WHAT THE EXERCISE ASKS: When a line in the listing contains the string "currently", pick it out and copy it.

MATERIAL PROVIDED:
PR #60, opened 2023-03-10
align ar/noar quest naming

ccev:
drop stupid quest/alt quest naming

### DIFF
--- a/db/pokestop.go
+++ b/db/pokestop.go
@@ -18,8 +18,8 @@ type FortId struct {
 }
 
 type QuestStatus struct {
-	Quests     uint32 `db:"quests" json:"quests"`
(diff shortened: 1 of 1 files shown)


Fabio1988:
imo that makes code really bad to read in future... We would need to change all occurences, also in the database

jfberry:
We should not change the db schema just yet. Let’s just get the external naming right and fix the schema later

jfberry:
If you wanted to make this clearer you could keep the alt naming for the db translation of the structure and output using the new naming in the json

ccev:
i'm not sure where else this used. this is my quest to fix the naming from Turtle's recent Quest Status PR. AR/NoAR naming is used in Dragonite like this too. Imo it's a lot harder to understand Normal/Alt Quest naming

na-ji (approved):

==

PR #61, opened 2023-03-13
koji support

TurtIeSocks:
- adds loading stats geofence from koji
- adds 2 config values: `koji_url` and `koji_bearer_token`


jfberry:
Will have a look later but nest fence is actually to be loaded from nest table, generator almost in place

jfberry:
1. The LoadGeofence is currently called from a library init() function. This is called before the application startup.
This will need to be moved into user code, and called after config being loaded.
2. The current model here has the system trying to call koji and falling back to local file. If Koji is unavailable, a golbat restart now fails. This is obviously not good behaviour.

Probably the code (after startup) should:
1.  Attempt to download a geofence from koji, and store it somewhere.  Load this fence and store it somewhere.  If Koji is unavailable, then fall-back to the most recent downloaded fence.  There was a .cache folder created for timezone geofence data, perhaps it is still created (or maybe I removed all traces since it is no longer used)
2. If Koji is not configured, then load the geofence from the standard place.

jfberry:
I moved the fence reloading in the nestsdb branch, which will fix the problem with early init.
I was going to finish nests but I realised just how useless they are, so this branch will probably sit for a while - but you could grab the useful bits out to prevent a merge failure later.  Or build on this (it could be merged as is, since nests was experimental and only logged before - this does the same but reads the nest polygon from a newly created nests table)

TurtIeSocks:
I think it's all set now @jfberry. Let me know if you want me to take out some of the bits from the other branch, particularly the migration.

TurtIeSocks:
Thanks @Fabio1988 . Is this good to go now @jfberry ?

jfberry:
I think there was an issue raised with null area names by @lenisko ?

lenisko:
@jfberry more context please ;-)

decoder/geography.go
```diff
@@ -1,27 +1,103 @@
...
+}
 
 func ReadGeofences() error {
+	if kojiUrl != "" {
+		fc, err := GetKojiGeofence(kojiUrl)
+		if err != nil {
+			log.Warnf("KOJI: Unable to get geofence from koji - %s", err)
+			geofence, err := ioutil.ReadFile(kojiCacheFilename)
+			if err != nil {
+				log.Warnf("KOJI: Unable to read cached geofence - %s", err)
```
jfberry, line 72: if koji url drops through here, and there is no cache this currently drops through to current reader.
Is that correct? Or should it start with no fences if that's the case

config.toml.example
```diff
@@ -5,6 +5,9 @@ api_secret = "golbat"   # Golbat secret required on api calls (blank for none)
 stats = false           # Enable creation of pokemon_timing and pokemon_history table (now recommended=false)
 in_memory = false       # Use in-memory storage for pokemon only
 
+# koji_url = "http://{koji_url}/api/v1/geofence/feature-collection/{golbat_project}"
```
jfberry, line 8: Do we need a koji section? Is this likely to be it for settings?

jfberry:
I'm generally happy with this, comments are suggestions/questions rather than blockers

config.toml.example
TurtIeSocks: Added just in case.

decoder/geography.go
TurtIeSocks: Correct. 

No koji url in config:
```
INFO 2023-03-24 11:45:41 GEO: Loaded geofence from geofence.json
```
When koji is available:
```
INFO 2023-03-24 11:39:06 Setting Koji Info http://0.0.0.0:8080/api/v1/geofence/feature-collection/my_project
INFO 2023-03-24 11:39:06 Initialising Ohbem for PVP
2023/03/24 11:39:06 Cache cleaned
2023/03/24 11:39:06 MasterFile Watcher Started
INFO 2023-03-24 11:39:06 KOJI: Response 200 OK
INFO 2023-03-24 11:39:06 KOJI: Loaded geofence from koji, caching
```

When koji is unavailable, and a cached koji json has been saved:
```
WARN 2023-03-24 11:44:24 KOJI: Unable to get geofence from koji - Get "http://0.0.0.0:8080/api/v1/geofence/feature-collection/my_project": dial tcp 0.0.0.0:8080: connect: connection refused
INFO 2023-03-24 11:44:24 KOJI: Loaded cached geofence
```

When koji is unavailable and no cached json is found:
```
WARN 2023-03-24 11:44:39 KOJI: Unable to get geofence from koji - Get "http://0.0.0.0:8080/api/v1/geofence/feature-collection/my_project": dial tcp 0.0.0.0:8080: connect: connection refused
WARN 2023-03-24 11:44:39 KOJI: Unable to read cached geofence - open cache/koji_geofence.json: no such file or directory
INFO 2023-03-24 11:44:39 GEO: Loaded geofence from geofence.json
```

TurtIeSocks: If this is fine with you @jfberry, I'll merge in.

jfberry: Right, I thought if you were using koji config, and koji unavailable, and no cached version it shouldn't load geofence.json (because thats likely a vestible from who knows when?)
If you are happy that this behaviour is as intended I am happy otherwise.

SOLUTION TO THIS TASK:
1. The LoadGeofence is currently called from a library init() function. This is called before the application startup.
jfberry, line 72: if koji url drops through here, and there is no cache this currently drops through to current reader.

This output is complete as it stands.